To solve the problem, we need to determine the integral values of \( k \) such that the point \( (k+1, k) \) lies inside the region bounded by the curve \( x = \sqrt{25 - y^2} \) and the y-axis. ### Step-by-Step Solution: 1. **Identify the Curve**: The equation \( x = \sqrt{25 - y^2} \) represents the right half of a circle centered at the origin with a radius of 5. The full equation of the circle is \( x^2 + y^2 = 25 \). 2. **Determine the Constraints**: Since the point \( (k+1, k) \) lies inside the region, we need to ensure: - \( k + 1 \geq 0 \) (since \( x \) must be non-negative) - The point must satisfy the inequality derived from the circle: \[ (k + 1)^2 + k^2 < 25 \] 3. **Set Up the Inequality**: Expanding the inequality: \[ (k + 1)^2 + k^2 < 25 \] \[ (k^2 + 2k + 1) + k^2 < 25 \] \[ 2k^2 + 2k + 1 < 25 \] \[ 2k^2 + 2k - 24 < 0 \] Dividing everything by 2 gives: \[ k^2 + k - 12 < 0 \] 4. **Factor the Quadratic**: We can factor the quadratic: \[ (k - 3)(k + 4) < 0 \] 5. **Determine the Intervals**: The critical points are \( k = -4 \) and \( k = 3 \).

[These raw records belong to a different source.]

PR #1919, opened 2025-11-27
feat(wstransport): support concurrent accept

fcecin:
NOTE: This is a draft PR; it depends on https://github.com/status-im/nim-websock/pull/180 and addresses bug https://github.com/waku-org/nwaku/issues/3634.

**Rationale**

nim-websock's `HttpServer.accept` proc, which is used by nim-libp2p's websocket client acceptor, does two things:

We need to test the intervals: - For \( k < -4 \): Choose \( k = -5 \) → \( (-5 - 3)(-5 + 4) = (-8)(-1) > 0 \) (not valid) - For \( -4 < k < 3 \): Choose \( k = 0 \) → \( (0 - 3)(0 + 4) = (-3)(4) < 0 \) (valid) - For \( k > 3 \): Choose \( k = 4 \) → \( (4 - 3)(4 + 4) = (1)(8) > 0 \) (not valid) Thus, the solution to the inequality is: \[ -4 < k < 3 \] 6. **Combine with Other Constraints**: We also have the constraint from the non-negativity of \( k + 1 \): \[ k + 1 \geq 0 \implies k \geq -1 \] Combining \( -4 < k < 3 \) with \( k \geq -1 \): \[ -1 \leq k < 3 \] 7. **Identify Integral Values**: The integral values of \( k \) in the interval \( -1 \leq k < 3 \) are: - \( k = -1, 0, 1, 2 \) ### Final Answer: The integral values of \( k \) are: \[ \{-1, 0, 1, 2\} \]